Fabrication and characterisation of field-effect transistor-type pressure sensor with metal–oxide–semiconductor/microelectromechanical systems processes

A microfield-effect transistor pressure sensor has been fabricated using conventional complementary metal-oxide-semiconductor process and microelectromechanical systems technology. The sensor platform consisted of a field-effect transistor (FET) device, electrode and Si diaphragm. Six lithography masks were prepared to develop the sensor fabrication process for arsenic ion implantation and diffusion, gate insulation layer (SiO₂), gate metal, metal interconnection, passivation layer and bulk micromachining patterns.
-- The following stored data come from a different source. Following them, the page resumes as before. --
Issue #6618, opened 2020-04-06
Dynamically update jobs lists based on websocket messages


mabashian:
##### ISSUE TYPE
 - Feature Idea

##### SUMMARY
Socket behavior has changed in the old app - we should make it match up here.  Use https://github.com/ansible/awx/pull/5968#issuecomment-591565513 as a reference for expected behavior.

We'll need to subscribe to the jobs -> status_changed channel to get these updates.

When we get a message:

- If the job in question already exists in our list, we should use the contents of the websocket to update the row. When a job finishes and the sort order is -finished we should attempt to re-sort the list client side with the jobs without a finished timestamp at the top.
- If we get a new job and the sort order is -finished or -started, we should issue a request to see if the user has access to that job (/api/v2/unified_jobs?id__in=...). This request should be time-banded to every 5 seconds. Note that any search parameters applied are maintained in this request. If rows come back, we should add them to the top of the list and trim this list down to match the page size. If the sort order is something else we shouldn't try to add rows.

**Note that there are several other places where the jobs list component is used**

We have a number of completed jobs lists hanging around the app:

Job Template -> completed jobs
Host -> completed jobs
Inventory -> completed jobs
Smart Inventory -> completed jobs
Workflow Job Template -> completed jobs

We'll want to make sure that this logic works for all of these jobs lists.  The resource specific lists above **only show completed jobs** so we'll have to take that into account.

Blocked until #5957, #5958 land

jakemcdermott:
This issue will replace https://github.com/ansible/awx/issues/5885, which I'm closing.

> Create a nice abstraction, hook, utility, etc. for managing websocket subscriptions for job statuses 
> in the new ui. This will be used to drive status icons and other behavior that depends on the status 
> of running jobs.

dsesami:
This will be closed out after test stubs are created.

PR #5968, opened 2020-02-17
Changes ui-side behavior in response to websocket job status updates on several lists

mabashian:
##### SUMMARY
Part of #5883 

##### ISSUE TYPE
 - Feature Pull Request

##### COMPONENT NAME
 - UI

##### ADDITIONAL INFORMATION
It might be easiest for me to outline the expected behavior with these changes in order to illustrate what's changed and pose questions.

1. UI gets a socket message with a `status` _other than_ `pending`.
    - UI takes that message, loops across the available rows attempting to find a row that matches up with the `unified_job_id` provided in the socket message.  If it finds a matching row, we update the status of the row to match the status in the message.  (This same pattern will extend out to other fields (started/finished/etc) when provided by the api).

2. UI gets a socket message with at `status` of `pending`.
    - This is where things get interesting
    - This code treats this message like: This is a new job and you don't have it in your list.
        - Although now that I think about it, maybe this isn't quite true.  Could there be scenarios where we _do_ have this job in the list already but it's status is `new`?  If so, the code as it currently stands would potentially insert an extra job for this row (we don't check for this job in our existing list rows).
    - When we get a message like this, we have to go out and perform a GET in order to determine whether or not this particular user has sufficient privileges to see this job _and_ whether or not it fits in with the current search filters.
        - We only do this if the user is on page 1 of the jobs list
        - We only do this if the user has the default `-finished` or similar `-started` `order_by` filter applied to the list.  If they're sorting by something else we have no idea where this potential new row fits into the list.
        - We only do this if the user hasn't already filtered the list down by `id__in`.
            - There's a corner case here - if the user provided an `id__in` filter that matched a future job id.  This probably isn't a realistic scenario though.
        - These GET requests are time-banded on a 5 second interval.  For example, lets say a new job comes in over the websocket and we make a GET request for it: `/api/v2/unified_jobs?id__in=9000&count_disabled=1`.  Over the next 5 seconds, we hold on to all the id's of new jobs that come in and bundle them up into a single request to be executed 5 seconds after the initial request (id=9000).  That second request would look like `/api/v2/unified_jobs?id=9001,9002,9003`&count_disabled=1.  The cycle continues until there are no more new jobs in the past 5 seconds.
        - If we get rows back, this code adds them to the top of the list (this is why the sort order is important).  Page size is maintained by bumping the corresponding number of rows off the bottom.
        - Once the rows are added, future socket messages with updates to these rows fall into scenario 1 above.

[...]

PR #7342, opened 2020-06-15
Jobs List websockets

keithjgrant:
##### SUMMARY
Updated JobsList live based on websocket activity.

* status of already-loaded jobs is updated live
* if new messages come in regarding jobs not currently displayed, they are fetched via API
* these fetches are batched and throttled to no more than one call every five seconds

Addresses #6618

##### ISSUE TYPE
 - Feature Pull Request

##### COMPONENT NAME
 - UI

##### ADDITIONAL INFORMATION
I spent a fair bit of time trying to figure out how to stub out Date.now() to test the useThrottle hook, but couldn't get it working properly.

This is a rough cut of websockets for jobs lists. All job lists should update based on WS activity now, though I some of the pages may need to be fine tuned further to get the exact behavior we want where it differs from the main Jobs list page.

Affected pages:

* Jobs List
* Job Template -> completed jobs
* Host -> completed jobs
* Inventory -> completed jobs
* Workflow Job Template -> completed jobs


mabashian:
Started scoping this out but am running in to:

Screen Shot 2020-06-17 at 5 55 08 AM

AlexSCorey:
> Started scoping this out but am running in to:
> 
> Screen Shot 2020-06-17 at 5 55 08 AM

@mabashian Doesn't websockets know that we aren't shaking hands anymore due to social distancing?

keithjgrant:
Oh, I totally forgot about that: websockets only work right now in Firefox after the conversion to react-scripts. @jakemcdermott is looking into that.

mabashian:
@keithjgrant ah thanks!  Will check it out in FF.

AlexSCorey (commented):
In pulling this down I see that if you launch a job, like a JT from the details view, it sends you to the job output.  However, if you immediately navigate back to the completed jobs list of the resource in question, you see the blinking status icon, but the status of the job never finalizes.  I think there are a couple of problems here and I'm not 100% whats going on but here is a guess on part of it: 
1)In `useWsJobs`, on mount, I think we need to check if we have any jobs that have `status: 'running'` and if so add those to the `JobsToFetch` array.
2) The job is now fetched properly, but it still is not updated in the list properly and I think that's because `PaginatedDataList` did not see a change and doesn't know to update

Just some thoughts.

awx/ui_next/src/components/JobList/useThrottle.test.jsx
```diff
@@ -0,0 +1,46 @@
...
+}
+function Test({ value }) {
+  const throttled = useThrottle(value, 500);
+  return <TestInner throttled={throttled} />;
+}
+
+jest.useFakeTimers();
+
+describe('useThrottle', () => {
+  test.skip('should throttle value', async () => {
```
AlexSCorey: did you intend to skip this test for some reason?

marshmalien:
list

When a job finishes and the sort order is -finished, the client needs to re-sort the jobs by their finished timestamp in descending order. In the recording above, the jobs updated through web sockets get added to the top of the list and stay in the same order regardless of finished time. There is more history about websocket list updates here: https://github.com/ansible/awx/pull/5968

awx/ui_next/src/components/JobList/useThrottle.test.jsx
keithjgrant: I wasn't able to get this test working, because it required stubbing out the Date object. I may have to delete it :/

keithjgrant:
> In pulling this down I see that if you launch a job, like a JT from the details view, it sends you to the job output. However, if you immediately navigate back to the completed jobs list of the resource in question, you see the blinking status icon, but the status of the job never finalizes. I think there are a couple of problems here and I'm not 100% whats going on but here is a guess on part of it:
> 1)In `useWsJobs`, on mount, I think we need to check if we have any jobs that have `status: 'running'` and if so add those to the `JobsToFetch` array.
> 2) The job is now fetched properly, but it still is not updated in the list properly and I think that's because `PaginatedDataList` did not see a change and doesn't know to update
> 
> Just some thoughts.

So the problem here is the useWsJobs hook assumed that the list was only completed jobs, so when a job completes it adds the job to the list — but this runs through a de-dupe function. Since the running job was already on the list from the initial load, a duplicate copy of the job was being added, then stripped off during de-duping. I updated this to run these completed jobs through the "add or update" logic instead of assuming it's not in the list yet.

The fact that the page initializes with still-running jobs in the "completed jobs" list is probably a bug (pre-existing), but I'd like to address that issue separate from this PR

awx/ui_next/src/components/JobList/useThrottle.test.jsx
AlexSCorey: Yeah, I'd rather have a deleted test, than a skipped test IMO

jakemcdermott:
I this one ready to merge? @marshmalien @AlexSCorey

jakemcdermott (approved):
lgtm, love the use of `useRef` for the ws object. @keithjgrant and I discussed a possible approach for testing that `useThrottle` hook but that's most likely a topic for a future pr.

AlexSCorey (approved):
You and I discussed the issues offline and you were able to fix all of my concerns. Good Work!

Pt/Ti thin films as the gate metal, interconnection and electrodes were deposited by DC/radio frequency magnetron sputtering, and patterned and etched using the reactive-ion etching process. The channel length and width between the source and the drain were approximately 10 and 5500 μm (W:L ratio = 550:1), respectively. The pressure sensor produced a change in current when pressure was applied to the sensing element and the electrical circuit was used to convert the current variation of the pressure sensor to a voltage output. The sensor response was measured using a voltage follower circuit to determine the change in drain current. The fabricated FET pressure sensor showed an almost perfect linear response for the applied pressure in the range 0-1200 kPa. The experimental results have shown that the pressure sensor had a sensitivity of 0.0096 μA/kPa.